(Dataset entries)
- Opening Delimiter -

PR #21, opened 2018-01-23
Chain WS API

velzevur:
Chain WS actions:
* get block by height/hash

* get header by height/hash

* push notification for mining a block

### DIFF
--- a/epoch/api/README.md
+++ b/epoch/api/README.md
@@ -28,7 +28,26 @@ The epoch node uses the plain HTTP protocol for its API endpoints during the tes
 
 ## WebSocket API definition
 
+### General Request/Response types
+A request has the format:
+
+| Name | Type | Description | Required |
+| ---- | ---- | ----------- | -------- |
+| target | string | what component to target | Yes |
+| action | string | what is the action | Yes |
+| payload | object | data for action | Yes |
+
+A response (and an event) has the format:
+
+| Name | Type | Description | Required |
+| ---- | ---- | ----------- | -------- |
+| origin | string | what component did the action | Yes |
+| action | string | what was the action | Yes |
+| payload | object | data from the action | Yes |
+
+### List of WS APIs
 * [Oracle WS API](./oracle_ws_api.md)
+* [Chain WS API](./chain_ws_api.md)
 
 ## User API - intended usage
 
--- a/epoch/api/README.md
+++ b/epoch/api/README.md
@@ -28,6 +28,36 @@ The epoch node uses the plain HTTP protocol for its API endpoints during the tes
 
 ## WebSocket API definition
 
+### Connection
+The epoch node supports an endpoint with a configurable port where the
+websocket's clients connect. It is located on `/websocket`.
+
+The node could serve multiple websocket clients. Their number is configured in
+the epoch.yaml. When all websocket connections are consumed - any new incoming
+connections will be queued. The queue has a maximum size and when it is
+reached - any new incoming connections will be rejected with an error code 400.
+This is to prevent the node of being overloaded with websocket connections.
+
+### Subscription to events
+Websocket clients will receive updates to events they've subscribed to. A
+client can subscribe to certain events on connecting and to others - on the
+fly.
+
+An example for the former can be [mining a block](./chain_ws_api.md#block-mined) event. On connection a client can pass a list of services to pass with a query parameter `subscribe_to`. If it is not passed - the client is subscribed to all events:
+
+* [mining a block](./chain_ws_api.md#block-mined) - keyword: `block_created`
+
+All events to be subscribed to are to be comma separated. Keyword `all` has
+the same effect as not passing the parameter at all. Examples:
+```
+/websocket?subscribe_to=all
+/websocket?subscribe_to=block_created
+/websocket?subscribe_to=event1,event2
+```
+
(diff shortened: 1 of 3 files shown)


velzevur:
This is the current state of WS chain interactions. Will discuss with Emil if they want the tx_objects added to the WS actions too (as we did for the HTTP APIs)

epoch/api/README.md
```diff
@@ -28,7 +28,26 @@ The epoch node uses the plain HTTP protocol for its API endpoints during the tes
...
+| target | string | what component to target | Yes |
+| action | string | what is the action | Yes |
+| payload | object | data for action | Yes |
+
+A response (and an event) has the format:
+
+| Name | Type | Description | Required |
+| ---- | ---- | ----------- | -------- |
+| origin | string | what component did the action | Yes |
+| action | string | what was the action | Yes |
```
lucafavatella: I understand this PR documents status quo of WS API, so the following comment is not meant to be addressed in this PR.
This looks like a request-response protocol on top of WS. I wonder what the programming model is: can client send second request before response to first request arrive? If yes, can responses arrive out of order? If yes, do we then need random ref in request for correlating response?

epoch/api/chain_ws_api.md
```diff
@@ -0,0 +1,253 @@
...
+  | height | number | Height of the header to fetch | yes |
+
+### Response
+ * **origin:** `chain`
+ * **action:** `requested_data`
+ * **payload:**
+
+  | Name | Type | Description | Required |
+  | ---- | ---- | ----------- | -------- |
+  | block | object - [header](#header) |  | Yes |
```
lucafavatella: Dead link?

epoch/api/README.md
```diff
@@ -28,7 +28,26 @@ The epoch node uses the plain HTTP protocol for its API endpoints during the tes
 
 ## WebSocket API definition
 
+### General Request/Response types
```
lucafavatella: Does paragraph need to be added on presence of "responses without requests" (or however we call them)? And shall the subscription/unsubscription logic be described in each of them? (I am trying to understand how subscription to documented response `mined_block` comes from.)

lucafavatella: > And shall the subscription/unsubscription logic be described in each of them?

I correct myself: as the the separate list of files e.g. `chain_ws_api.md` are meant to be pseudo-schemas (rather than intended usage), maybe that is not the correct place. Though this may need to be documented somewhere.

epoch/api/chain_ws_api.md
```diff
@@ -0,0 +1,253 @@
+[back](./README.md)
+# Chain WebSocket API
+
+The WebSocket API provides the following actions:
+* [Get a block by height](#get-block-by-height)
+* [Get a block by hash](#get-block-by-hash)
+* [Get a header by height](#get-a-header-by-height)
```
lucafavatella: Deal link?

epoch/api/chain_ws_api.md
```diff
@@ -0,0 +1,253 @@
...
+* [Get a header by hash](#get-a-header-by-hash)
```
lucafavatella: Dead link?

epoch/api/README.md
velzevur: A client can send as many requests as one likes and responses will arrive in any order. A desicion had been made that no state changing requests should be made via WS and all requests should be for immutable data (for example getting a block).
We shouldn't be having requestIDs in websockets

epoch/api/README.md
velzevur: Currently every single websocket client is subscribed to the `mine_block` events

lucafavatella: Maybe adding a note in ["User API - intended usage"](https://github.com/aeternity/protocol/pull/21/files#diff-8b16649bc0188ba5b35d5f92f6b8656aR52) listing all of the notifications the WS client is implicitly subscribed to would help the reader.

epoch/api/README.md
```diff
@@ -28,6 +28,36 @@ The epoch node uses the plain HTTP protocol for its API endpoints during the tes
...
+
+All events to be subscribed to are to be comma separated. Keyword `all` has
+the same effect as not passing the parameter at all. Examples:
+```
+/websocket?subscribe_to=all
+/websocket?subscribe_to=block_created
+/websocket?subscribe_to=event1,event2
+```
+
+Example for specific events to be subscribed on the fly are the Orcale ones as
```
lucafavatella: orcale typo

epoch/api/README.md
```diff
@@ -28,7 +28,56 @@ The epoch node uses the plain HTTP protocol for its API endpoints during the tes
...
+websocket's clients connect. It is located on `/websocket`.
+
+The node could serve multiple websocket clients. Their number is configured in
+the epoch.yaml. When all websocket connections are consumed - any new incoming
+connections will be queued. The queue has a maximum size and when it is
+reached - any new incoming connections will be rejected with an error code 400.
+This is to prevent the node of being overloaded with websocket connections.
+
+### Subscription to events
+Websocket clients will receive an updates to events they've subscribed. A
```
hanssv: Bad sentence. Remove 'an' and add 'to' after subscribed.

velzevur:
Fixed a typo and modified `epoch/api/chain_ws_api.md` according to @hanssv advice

- Closing Delimiter -

• Your assignment:
Look over the data above and show each line that contains "unsubscription".

• Solution for this exercise:
lucafavatella: Does paragraph need to be added on presence of "responses without requests" (or however we call them)? And shall the subscription/unsubscription logic be described in each of them? (I am trying to understand how subscription to documented response `mined_block` comes from.)
lucafavatella: > And shall the subscription/unsubscription logic be described in each of them?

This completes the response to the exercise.